Supply the number of lines in the data below that hold "code", and let that number be the whole answer.
[RAW DATA — start]
Issue #1548, opened 2017-10-11
iohub : datastore errors due to outdated calls to tables API


dantheman39:
Hello all!

I've been having a lot of trouble with ioHub, and when I saw the same type of errors between operating systems (Ubuntu and Mac) I tried to investigate. I've been down a real rabbit hole so I'm trying to keep this constructive, and will only address one issue here. 

iohub.datastore uses pytables (imported simply as "tables"). Since these are manual installs, pip on Mac (via homebrew) and Ubuntu installs a newer version of pytables. The issue here is that PyTables has done a lot of reorganizing and renaming in their API (see <a href="http://www.pytables.org/MIGRATING_TO_3.x.html">here</a>), so this essentially breaks parts of ioHub. 

In my case (on the Mac) I had tried to install an older version of PyTables, but it created some dependency hell with hdf5, and I just couldn't go down that road. PyTables 3 automatically installs a script that can quickly convert a lot of those API calls, and I ran it on datastore.\_\_init__.py, it seemed to do the job, but now on the Mac it's hanging on a call to subprocess (client/\_\_init__.py, about line 960, r=self._server_process.stdout.readline(), which is (probably?) a separate issue ... 

So back to the topic at hand, I have seen a number of issues in discourse and here in the issues page that could be related to this. Particularly import errors, name errors, conspicuously errors where the datastore is not being created or method calls are coming back as not existing: it's because if the user has a more recent version of PyTables, ioHub won't work (and all of the calls to subprocess make this a real pain to debug). 

Of course any decisions will have to include backwards compatibility... I'm curious to see what you all think the way forward on this will be. Thanks, hope you're all well.

peircej:
Yes, it looks like the pytables people read most of PEP8 but not the section https://www.python.org/dev/peps/pep-0008/#a-foolish-consistency-is-the-hobgoblin-of-little-minds
where it says very clearly "do not break backwards compatibility just to comply with this PEP!" ;-)

My *guess* is that there are relatively few of these calls to pytables and we could insert some if... statements to execute the appropriate version (i.e. try to maintain dual compatibility). When I search for `openFile` across all files it only crops up once (in datastore.py).

dantheman39:
I saw that @Schubisu has fixed most of the calls, but I believe two were missed. Check the pull request here: https://github.com/psychopy/psychopy/pull/1582 
[...]

PR #1577, opened 2017-10-26
Fix: updated PyTables API in ioHub/datastore

Schubisu:
As per this issue #1548 ioHub/datastore needed an update to be compatible with the PyTables API version > 3.x

* I've removed the `from tables import *` statements and added explicit imports, to make the files easier to debug.
* Rather than checking PyTables version on every API call, I do the check once after the import statements and use `getattr` for all API calls, as I found that more elegant - not sure what you think.
* I haven't included any tests yet, as this may take a little longer, I only tested with my local set-up and serial device (successfully)
* I've also added some white space around operators and fixed some other Pep8 formatting issues, not sure if this is wanted (do you follow another code style guide?)

In terms of testing, please let me know how to proceed. I plan on writing some dummies for external devices to make ioHub testable at all, but it will take a while to work through the code base first.

### DIFF
--- a/psychopy/iohub/datastore/__init__.py
+++ b/psychopy/iohub/datastore/__init__.py
@@ -2,8 +2,26 @@
 # -*- coding: utf-8 -*-
 
 from __future__ import division
+import os
+import atexit
+import numpy as np
 from builtins import str
 from builtins import object
+from pkg_resources import parse_version
+from psychopy.iohub import printExceptionDetailsToStdErr, print2err, ioHubError, DeviceEvent, EventConstants
+
+import tables
+if parse_version(tables.__version__) < parse_version('3'):
+    from tables import openFile as open_file
+    create_table = "createTable"
+    create_group = "createGroup"
+else:
+    from tables import open_file
+    create_table = "create_table"
+    create_group = "create_group"
+from tables import parameters
+
+
 """
 ioHub
 .. file: ioHub/datastore/__init__.py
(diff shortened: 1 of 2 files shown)


peircej:
Looks good. We know that testing probably doesn't have the coverage to catch all bugs that this might have introduced, so adding tests in this domain will help.

I think @hoechenberger would prefer you use `StrictVersion` rather than `distutils.parse_version` (I don't imagine it makes any difference to be honest, but we are now using `StrictVersion` elsewhere e.g. 8e64b7dc65823595361ddfcfa5ae13307136742e

And I'd prefer that you use BF: or FF: in your commit message (pull request message doesn't matter). When I create a bug-fix only branch I cherry-pick commits with BF: in their commit so if there's a 1.85.5 these 2 commits will get missed. FF (feature fix) is for fixes to code that hasn't been released already; we've added a new feature then found a bug in it but this shouldn't be ported to older branches in maintenance.

But, those things asside, thanks and welcome to the contributors team! :-)

Schubisu:
Thanks, that sounds reasonable, I'll use the BF/FF terminology in future.

I've chosen `distutils.parse_version` over `StrictVersion` because PyTables versioning isn't strict. It would have worked with `LooseVersion` but after reading some more posts, I learned that use of `distutils.parse_version` is more common. I don't know if there are any implications, but will be happy to change that for consistency if desired.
[RAW DATA — finish]
◆ **ANSWER TO THIS EXERCISE**
3